Records from a dataset
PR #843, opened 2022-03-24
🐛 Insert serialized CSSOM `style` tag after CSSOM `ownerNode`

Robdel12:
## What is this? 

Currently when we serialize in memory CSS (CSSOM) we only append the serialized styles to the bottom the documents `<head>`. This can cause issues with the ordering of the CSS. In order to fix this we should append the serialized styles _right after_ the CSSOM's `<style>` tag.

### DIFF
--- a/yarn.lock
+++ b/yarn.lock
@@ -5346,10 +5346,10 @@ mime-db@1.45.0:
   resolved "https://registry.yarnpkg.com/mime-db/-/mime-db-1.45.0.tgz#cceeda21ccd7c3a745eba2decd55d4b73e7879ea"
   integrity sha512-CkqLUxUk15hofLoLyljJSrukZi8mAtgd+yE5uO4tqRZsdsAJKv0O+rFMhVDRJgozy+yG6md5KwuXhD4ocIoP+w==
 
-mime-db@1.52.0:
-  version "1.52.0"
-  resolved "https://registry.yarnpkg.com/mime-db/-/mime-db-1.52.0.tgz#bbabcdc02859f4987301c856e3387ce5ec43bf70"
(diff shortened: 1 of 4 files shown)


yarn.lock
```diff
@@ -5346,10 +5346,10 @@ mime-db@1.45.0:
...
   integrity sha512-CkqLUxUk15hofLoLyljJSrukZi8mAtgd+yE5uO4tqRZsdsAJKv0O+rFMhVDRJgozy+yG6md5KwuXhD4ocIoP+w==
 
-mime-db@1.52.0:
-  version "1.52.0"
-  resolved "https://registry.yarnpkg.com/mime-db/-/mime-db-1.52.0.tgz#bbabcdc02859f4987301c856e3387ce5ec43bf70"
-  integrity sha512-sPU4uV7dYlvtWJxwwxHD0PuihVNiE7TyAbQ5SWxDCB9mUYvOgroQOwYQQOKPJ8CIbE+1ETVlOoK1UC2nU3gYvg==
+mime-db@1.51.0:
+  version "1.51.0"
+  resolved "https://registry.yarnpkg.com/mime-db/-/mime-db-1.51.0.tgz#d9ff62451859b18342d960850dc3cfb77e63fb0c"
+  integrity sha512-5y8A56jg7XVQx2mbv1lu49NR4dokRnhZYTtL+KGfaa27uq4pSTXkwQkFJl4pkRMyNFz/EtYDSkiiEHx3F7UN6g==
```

Exercise directions: The response should be an exact copy of every line above.

Response to the task:
PR #843, opened 2022-03-24
🐛 Insert serialized CSSOM `style` tag after CSSOM `ownerNode`

Robdel12:
## What is this? 

Currently when we serialize in memory CSS (CSSOM) we only append the serialized styles to the bottom the documents `<head>`. This can cause issues with the ordering of the CSS. In order to fix this we should append the serialized styles _right after_ the CSSOM's `<style>` tag.

### DIFF
--- a/yarn.lock
+++ b/yarn.lock
@@ -5346,10 +5346,10 @@ mime-db@1.45.0:
   resolved "https://registry.yarnpkg.com/mime-db/-/mime-db-1.45.0.tgz#cceeda21ccd7c3a745eba2decd55d4b73e7879ea"
   integrity sha512-CkqLUxUk15hofLoLyljJSrukZi8mAtgd+yE5uO4tqRZsdsAJKv0O+rFMhVDRJgozy+yG6md5KwuXhD4ocIoP+w==
 
-mime-db@1.52.0:
-  version "1.52.0"
-  resolved "https://registry.yarnpkg.com/mime-db/-/mime-db-1.52.0.tgz#bbabcdc02859f4987301c856e3387ce5ec43bf70"
(diff shortened: 1 of 4 files shown)


yarn.lock
```diff
@@ -5346,10 +5346,10 @@ mime-db@1.45.0:
...
   integrity sha512-CkqLUxUk15hofLoLyljJSrukZi8mAtgd+yE5uO4tqRZsdsAJKv0O+rFMhVDRJgozy+yG6md5KwuXhD4ocIoP+w==
 
-mime-db@1.52.0:
-  version "1.52.0"
-  resolved "https://registry.yarnpkg.com/mime-db/-/mime-db-1.52.0.tgz#bbabcdc02859f4987301c856e3387ce5ec43bf70"
-  integrity sha512-sPU4uV7dYlvtWJxwwxHD0PuihVNiE7TyAbQ5SWxDCB9mUYvOgroQOwYQQOKPJ8CIbE+1ETVlOoK1UC2nU3gYvg==
+mime-db@1.51.0:
+  version "1.51.0"
+  resolved "https://registry.yarnpkg.com/mime-db/-/mime-db-1.51.0.tgz#d9ff62451859b18342d960850dc3cfb77e63fb0c"
+  integrity sha512-5y8A56jg7XVQx2mbv1lu49NR4dokRnhZYTtL+KGfaa27uq4pSTXkwQkFJl4pkRMyNFz/EtYDSkiiEHx3F7UN6g==
```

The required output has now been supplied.